### Problem statement
Return exactly the span of lines in the following data that opens with the line containing "log UpdateManagementFee(fee)" and closes with the line containing "dmolina79, line 960: is". Include nothing else.

### Input data
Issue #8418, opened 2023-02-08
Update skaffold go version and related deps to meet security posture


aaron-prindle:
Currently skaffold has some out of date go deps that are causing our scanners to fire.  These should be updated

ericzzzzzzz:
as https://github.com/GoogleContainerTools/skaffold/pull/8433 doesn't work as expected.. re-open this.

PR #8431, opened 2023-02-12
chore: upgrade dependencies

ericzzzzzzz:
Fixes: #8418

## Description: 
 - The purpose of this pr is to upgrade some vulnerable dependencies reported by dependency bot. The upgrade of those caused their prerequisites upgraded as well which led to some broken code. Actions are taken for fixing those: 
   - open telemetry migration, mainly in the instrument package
* * *
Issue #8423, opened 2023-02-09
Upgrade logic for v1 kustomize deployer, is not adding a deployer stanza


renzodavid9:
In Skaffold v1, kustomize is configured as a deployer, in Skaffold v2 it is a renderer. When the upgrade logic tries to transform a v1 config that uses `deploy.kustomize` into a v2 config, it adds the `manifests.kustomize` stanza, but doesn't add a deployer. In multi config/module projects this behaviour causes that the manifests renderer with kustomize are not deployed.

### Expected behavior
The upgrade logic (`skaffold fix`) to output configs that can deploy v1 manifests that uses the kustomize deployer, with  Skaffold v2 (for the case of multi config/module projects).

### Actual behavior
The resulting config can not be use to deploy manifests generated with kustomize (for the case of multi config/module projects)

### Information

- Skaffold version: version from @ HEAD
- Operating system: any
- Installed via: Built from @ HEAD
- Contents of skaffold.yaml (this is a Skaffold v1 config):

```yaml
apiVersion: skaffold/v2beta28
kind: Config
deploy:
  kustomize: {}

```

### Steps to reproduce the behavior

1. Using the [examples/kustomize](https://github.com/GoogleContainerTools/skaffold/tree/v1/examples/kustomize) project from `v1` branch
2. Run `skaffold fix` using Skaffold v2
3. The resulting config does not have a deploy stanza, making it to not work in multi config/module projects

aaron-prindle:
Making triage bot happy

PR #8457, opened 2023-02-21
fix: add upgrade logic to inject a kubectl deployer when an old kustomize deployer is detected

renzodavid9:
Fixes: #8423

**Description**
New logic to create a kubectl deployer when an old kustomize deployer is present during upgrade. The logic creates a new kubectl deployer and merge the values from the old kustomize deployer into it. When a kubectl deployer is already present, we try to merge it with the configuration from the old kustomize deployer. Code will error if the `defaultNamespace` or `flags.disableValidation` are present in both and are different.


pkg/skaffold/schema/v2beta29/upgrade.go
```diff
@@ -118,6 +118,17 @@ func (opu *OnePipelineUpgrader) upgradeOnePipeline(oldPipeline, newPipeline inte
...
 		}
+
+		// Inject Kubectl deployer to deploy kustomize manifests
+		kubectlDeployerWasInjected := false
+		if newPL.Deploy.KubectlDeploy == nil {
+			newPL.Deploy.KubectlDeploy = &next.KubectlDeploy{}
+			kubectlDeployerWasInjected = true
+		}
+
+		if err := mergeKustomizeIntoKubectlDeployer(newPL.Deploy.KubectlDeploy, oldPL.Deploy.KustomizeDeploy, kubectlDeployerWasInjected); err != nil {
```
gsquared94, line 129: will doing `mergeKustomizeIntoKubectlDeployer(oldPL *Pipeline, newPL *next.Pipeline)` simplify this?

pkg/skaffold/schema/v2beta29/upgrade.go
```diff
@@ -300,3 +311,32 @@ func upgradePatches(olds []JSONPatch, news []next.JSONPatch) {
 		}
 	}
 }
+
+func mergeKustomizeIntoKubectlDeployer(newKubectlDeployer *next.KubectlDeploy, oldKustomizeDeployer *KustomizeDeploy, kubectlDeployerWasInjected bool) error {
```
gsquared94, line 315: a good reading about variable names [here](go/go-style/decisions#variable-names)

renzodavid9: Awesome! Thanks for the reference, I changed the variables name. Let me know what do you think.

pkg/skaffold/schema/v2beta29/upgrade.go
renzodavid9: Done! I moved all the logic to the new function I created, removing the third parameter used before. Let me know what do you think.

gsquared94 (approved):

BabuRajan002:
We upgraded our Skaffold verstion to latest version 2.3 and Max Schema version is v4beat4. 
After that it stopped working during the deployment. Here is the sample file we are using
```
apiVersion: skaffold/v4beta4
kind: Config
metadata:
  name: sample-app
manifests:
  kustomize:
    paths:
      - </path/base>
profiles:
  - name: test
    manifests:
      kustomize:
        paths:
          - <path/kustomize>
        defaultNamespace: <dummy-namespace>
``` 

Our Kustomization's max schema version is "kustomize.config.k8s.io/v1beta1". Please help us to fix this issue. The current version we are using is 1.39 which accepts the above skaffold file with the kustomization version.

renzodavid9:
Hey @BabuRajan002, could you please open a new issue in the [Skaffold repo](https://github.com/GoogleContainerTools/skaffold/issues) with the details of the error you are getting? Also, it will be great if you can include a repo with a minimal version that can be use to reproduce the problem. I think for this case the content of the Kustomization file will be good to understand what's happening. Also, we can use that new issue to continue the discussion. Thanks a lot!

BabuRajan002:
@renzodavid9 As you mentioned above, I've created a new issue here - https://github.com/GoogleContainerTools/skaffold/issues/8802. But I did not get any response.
* * *
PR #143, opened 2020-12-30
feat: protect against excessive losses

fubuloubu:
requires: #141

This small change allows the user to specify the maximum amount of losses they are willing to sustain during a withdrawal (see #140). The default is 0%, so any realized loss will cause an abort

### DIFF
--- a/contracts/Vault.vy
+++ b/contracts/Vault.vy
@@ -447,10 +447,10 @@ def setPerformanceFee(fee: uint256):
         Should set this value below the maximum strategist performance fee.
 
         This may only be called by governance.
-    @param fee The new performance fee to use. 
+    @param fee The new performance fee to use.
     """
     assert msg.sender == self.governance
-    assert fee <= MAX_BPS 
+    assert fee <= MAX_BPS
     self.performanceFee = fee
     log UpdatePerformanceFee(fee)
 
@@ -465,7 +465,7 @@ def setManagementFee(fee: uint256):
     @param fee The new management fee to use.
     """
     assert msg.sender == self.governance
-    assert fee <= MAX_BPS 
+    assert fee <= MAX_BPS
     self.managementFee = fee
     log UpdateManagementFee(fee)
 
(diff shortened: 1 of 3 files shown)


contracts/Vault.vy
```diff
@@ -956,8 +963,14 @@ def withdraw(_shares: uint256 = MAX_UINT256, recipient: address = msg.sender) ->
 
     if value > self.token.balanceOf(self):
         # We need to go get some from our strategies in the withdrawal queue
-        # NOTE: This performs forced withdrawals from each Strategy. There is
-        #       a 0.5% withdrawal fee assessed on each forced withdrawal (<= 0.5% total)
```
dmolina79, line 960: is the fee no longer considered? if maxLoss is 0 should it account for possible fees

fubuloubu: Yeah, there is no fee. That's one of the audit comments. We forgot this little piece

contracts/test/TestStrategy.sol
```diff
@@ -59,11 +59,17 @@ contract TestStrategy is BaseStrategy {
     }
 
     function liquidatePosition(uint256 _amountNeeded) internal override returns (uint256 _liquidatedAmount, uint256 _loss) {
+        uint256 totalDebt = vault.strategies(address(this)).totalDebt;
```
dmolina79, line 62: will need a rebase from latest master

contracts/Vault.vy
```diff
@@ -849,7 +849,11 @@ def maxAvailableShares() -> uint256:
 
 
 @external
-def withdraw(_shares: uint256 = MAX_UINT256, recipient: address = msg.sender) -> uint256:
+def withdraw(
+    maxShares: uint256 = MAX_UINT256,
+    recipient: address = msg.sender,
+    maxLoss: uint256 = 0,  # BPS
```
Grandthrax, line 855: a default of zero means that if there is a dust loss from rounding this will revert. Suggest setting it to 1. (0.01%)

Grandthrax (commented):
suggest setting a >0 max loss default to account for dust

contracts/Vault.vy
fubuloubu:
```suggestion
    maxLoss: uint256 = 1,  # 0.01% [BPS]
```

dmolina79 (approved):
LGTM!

### Finished exercise
     log UpdateManagementFee(fee)
 
(diff shortened: 1 of 3 files shown)


contracts/Vault.vy
```diff
@@ -956,8 +963,14 @@ def withdraw(_shares: uint256 = MAX_UINT256, recipient: address = msg.sender) ->
 
     if value > self.token.balanceOf(self):
         # We need to go get some from our strategies in the withdrawal queue
-        # NOTE: This performs forced withdrawals from each Strategy. There is
-        #       a 0.5% withdrawal fee assessed on each forced withdrawal (<= 0.5% total)
```
dmolina79, line 960: is the fee no longer considered? if maxLoss is 0 should it account for possible fees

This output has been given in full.